Work to be completed
Once the lines below holding the string "when" are counted, give that number alone.

(Stored data entries)

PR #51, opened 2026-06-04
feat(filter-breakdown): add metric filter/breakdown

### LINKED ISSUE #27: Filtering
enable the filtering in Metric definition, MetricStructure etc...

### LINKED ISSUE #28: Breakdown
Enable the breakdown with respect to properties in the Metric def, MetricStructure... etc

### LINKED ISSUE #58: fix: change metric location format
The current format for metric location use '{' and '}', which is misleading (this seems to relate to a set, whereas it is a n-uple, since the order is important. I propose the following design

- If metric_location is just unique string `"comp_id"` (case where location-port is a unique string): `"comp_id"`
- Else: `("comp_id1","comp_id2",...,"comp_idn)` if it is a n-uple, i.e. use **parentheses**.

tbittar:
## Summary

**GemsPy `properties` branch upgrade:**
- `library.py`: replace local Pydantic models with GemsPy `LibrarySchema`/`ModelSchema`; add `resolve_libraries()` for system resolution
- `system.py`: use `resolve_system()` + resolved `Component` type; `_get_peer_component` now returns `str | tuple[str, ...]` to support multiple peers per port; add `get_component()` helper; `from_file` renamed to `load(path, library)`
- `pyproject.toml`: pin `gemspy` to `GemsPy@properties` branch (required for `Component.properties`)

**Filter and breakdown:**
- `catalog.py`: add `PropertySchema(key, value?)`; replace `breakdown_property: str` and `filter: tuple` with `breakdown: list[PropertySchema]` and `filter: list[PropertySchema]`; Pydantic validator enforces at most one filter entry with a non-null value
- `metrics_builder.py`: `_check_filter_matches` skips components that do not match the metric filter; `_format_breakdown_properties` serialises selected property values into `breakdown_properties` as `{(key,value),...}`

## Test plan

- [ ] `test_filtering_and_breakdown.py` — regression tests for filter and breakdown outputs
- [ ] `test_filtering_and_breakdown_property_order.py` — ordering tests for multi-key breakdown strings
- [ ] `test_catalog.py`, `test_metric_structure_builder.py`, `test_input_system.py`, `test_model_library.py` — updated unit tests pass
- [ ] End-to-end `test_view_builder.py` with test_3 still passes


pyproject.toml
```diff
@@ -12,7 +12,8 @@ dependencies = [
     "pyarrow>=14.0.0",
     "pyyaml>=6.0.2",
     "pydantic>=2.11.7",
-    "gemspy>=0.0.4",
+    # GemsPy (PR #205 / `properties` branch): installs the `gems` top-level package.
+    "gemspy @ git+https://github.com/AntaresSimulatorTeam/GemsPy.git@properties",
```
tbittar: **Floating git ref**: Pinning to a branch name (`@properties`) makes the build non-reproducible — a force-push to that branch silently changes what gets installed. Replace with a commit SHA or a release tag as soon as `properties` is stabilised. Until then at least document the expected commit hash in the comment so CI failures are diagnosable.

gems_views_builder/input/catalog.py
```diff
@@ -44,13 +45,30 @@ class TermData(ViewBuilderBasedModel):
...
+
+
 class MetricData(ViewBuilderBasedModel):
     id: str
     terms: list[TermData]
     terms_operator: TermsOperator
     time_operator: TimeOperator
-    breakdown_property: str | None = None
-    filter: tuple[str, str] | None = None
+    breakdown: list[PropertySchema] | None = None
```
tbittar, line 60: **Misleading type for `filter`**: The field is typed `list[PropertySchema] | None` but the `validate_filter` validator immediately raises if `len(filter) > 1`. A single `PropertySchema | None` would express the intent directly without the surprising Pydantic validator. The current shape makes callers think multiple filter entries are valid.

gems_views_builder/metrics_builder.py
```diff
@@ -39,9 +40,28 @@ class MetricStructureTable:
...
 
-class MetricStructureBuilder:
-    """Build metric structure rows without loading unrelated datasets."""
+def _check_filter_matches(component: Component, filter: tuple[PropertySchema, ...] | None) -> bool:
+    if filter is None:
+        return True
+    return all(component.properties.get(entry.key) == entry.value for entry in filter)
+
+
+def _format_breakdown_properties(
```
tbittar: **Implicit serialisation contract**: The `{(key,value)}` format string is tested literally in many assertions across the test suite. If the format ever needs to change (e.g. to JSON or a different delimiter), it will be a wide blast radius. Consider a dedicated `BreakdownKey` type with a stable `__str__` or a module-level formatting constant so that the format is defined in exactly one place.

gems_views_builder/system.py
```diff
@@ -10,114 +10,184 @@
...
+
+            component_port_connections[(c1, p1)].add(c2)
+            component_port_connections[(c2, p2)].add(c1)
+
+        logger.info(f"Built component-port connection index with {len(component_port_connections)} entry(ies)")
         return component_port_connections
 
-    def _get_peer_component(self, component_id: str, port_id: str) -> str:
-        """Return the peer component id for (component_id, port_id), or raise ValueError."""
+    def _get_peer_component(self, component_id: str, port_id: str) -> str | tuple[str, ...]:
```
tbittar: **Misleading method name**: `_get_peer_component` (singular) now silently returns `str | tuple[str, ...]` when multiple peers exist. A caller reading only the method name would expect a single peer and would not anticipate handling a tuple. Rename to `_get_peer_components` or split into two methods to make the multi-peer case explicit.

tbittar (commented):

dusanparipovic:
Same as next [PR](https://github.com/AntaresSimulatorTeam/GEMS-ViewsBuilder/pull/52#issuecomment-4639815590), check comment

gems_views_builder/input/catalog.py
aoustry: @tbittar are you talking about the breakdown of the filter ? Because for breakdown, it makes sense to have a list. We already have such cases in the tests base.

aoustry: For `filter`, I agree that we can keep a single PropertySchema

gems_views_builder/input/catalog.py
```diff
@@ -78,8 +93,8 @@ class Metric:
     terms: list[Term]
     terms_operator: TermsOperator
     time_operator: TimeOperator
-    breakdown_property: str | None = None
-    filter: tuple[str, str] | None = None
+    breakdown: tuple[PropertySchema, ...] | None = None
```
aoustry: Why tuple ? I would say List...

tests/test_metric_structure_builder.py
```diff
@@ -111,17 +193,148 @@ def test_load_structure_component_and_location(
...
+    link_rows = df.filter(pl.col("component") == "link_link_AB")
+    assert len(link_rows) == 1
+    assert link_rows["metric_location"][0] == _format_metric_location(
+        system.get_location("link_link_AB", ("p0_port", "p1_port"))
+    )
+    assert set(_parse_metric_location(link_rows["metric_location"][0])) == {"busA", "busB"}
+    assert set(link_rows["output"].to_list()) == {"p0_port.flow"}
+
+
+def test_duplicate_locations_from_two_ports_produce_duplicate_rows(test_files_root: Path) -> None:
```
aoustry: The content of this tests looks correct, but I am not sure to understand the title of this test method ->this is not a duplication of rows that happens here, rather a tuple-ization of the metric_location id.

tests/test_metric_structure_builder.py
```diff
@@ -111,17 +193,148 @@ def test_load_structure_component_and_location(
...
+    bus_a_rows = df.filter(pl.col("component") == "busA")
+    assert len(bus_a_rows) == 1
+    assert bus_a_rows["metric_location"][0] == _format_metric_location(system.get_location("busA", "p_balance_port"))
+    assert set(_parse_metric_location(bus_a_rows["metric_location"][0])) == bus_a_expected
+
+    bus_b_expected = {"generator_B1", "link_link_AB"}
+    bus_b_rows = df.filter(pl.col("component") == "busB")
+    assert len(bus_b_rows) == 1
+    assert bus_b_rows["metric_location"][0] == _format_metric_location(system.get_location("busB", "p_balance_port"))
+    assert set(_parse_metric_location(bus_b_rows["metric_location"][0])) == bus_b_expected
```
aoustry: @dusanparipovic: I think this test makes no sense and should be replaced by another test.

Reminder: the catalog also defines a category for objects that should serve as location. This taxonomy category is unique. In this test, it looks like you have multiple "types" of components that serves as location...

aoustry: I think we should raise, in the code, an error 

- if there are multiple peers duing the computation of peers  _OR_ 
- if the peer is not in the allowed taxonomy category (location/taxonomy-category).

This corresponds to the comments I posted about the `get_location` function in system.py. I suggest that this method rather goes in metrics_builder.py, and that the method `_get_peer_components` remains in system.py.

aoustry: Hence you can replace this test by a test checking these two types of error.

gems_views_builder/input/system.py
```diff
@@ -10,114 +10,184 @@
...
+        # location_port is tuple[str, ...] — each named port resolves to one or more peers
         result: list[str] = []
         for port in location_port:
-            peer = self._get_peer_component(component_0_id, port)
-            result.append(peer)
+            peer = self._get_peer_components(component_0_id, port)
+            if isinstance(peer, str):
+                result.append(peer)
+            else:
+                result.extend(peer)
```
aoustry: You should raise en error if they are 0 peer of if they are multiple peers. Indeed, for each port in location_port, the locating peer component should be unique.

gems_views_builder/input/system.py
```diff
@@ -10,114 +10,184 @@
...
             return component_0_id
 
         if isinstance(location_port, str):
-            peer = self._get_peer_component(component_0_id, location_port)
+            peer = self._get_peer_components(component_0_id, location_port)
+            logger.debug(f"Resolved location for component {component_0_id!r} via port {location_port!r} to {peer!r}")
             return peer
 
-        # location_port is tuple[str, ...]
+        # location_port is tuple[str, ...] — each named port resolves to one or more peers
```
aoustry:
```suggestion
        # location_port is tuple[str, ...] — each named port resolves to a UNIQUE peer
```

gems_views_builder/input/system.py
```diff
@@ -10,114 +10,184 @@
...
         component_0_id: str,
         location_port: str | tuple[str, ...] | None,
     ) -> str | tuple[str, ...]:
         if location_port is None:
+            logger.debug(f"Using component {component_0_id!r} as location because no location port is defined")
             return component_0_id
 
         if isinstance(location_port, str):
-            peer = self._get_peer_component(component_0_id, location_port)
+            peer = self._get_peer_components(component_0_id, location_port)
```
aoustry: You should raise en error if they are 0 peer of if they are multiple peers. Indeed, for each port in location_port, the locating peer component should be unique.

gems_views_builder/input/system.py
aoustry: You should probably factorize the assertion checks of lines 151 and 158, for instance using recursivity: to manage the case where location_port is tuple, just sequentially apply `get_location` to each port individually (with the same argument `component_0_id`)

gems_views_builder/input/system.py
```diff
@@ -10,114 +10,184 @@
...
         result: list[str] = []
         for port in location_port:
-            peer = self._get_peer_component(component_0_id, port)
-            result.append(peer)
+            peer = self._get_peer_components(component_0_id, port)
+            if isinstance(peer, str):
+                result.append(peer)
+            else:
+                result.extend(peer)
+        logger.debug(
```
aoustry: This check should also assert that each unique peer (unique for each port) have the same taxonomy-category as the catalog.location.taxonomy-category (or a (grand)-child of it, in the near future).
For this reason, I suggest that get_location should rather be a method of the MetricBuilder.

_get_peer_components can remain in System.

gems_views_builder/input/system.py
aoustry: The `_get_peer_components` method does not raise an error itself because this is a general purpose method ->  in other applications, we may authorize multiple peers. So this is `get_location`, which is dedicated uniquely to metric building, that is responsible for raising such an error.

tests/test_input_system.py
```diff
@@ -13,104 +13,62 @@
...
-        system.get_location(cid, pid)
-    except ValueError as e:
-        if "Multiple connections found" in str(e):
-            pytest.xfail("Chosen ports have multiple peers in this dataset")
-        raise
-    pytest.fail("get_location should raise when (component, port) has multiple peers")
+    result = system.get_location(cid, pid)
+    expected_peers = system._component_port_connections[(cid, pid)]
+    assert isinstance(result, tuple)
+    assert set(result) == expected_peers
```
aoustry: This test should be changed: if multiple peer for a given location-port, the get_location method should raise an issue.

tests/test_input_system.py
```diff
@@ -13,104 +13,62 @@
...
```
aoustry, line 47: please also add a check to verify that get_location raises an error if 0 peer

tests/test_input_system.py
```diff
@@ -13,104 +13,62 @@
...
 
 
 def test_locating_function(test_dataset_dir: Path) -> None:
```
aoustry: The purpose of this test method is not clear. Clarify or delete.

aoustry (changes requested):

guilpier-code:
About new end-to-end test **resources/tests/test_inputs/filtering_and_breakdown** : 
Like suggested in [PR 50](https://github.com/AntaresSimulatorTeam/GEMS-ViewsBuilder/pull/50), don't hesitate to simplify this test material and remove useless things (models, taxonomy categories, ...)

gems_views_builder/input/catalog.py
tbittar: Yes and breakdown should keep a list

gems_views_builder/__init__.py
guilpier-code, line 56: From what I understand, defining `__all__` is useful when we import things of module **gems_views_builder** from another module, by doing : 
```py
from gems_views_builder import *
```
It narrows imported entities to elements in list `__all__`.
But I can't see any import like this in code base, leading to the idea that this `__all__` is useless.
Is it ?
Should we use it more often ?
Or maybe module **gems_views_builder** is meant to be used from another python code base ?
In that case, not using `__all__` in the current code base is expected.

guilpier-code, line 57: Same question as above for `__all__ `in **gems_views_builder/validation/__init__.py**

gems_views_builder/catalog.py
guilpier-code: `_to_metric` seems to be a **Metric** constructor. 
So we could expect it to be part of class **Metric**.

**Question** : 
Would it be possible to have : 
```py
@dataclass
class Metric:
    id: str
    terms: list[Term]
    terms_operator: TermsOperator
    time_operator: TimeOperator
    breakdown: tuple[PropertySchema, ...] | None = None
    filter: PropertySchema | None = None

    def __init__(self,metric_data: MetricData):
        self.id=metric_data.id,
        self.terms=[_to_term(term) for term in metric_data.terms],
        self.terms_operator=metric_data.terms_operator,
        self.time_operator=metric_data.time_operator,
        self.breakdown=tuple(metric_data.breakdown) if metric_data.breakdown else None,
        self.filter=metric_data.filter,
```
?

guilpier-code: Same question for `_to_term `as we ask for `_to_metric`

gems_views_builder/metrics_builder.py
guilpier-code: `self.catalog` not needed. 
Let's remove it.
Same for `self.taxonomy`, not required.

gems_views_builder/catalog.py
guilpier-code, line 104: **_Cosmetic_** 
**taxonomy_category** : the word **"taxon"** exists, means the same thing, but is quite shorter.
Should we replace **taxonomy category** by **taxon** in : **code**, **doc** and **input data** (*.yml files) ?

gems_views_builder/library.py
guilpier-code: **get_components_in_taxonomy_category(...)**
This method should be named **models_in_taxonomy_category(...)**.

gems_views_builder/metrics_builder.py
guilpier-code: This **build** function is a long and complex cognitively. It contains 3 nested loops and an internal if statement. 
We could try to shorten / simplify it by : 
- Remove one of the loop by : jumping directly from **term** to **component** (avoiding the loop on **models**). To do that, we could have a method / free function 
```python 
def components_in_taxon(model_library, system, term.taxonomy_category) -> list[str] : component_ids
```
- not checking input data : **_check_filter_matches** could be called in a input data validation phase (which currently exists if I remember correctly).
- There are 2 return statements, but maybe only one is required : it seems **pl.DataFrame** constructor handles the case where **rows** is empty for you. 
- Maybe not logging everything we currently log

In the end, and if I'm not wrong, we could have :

---

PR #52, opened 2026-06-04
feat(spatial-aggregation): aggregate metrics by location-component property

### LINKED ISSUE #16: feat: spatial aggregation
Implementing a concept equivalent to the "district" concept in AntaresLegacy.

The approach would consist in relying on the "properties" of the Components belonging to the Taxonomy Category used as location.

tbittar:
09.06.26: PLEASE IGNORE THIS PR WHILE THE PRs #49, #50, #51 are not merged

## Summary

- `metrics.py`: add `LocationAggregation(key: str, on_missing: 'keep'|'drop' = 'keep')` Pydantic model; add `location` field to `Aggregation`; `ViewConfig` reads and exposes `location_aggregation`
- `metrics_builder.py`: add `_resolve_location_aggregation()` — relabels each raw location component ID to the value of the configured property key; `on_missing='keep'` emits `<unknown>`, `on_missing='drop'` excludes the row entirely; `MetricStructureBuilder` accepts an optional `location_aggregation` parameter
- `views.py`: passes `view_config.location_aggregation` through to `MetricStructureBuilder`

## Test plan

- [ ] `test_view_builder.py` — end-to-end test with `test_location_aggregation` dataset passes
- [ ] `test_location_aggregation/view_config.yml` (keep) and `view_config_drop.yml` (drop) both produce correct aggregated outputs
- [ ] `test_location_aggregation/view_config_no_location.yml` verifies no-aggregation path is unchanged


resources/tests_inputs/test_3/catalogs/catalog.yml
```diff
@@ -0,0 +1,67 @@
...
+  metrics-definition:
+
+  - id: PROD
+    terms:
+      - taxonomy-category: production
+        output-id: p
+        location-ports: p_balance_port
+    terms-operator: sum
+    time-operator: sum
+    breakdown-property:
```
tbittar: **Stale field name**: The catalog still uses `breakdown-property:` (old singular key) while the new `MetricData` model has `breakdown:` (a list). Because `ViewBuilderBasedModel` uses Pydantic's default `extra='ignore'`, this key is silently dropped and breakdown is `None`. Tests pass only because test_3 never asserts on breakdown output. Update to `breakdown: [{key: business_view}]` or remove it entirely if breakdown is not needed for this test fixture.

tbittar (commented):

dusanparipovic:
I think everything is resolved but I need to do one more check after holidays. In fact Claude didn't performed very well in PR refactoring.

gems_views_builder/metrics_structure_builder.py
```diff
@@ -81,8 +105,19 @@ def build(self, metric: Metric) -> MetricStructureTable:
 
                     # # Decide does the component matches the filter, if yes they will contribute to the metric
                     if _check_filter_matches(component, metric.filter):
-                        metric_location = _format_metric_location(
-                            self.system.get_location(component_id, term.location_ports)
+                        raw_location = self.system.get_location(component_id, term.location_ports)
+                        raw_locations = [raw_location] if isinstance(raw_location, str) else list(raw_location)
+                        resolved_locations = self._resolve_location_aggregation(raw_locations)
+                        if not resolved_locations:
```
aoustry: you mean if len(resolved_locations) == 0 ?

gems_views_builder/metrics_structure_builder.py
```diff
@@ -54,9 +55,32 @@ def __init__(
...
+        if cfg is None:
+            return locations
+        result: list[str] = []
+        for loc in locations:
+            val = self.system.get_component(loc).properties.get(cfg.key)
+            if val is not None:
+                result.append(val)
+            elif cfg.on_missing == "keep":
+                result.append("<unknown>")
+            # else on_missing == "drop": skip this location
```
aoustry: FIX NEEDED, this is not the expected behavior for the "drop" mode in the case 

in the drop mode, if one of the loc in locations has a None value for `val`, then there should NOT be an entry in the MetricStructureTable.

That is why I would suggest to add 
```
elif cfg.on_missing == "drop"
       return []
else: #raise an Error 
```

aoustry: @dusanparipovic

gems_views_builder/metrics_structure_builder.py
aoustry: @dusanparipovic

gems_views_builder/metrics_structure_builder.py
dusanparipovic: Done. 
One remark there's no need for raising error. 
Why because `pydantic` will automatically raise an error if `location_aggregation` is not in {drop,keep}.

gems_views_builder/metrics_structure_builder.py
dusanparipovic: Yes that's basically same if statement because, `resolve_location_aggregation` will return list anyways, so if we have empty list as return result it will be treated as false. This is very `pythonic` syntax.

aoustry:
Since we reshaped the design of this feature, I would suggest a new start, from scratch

Answer box
3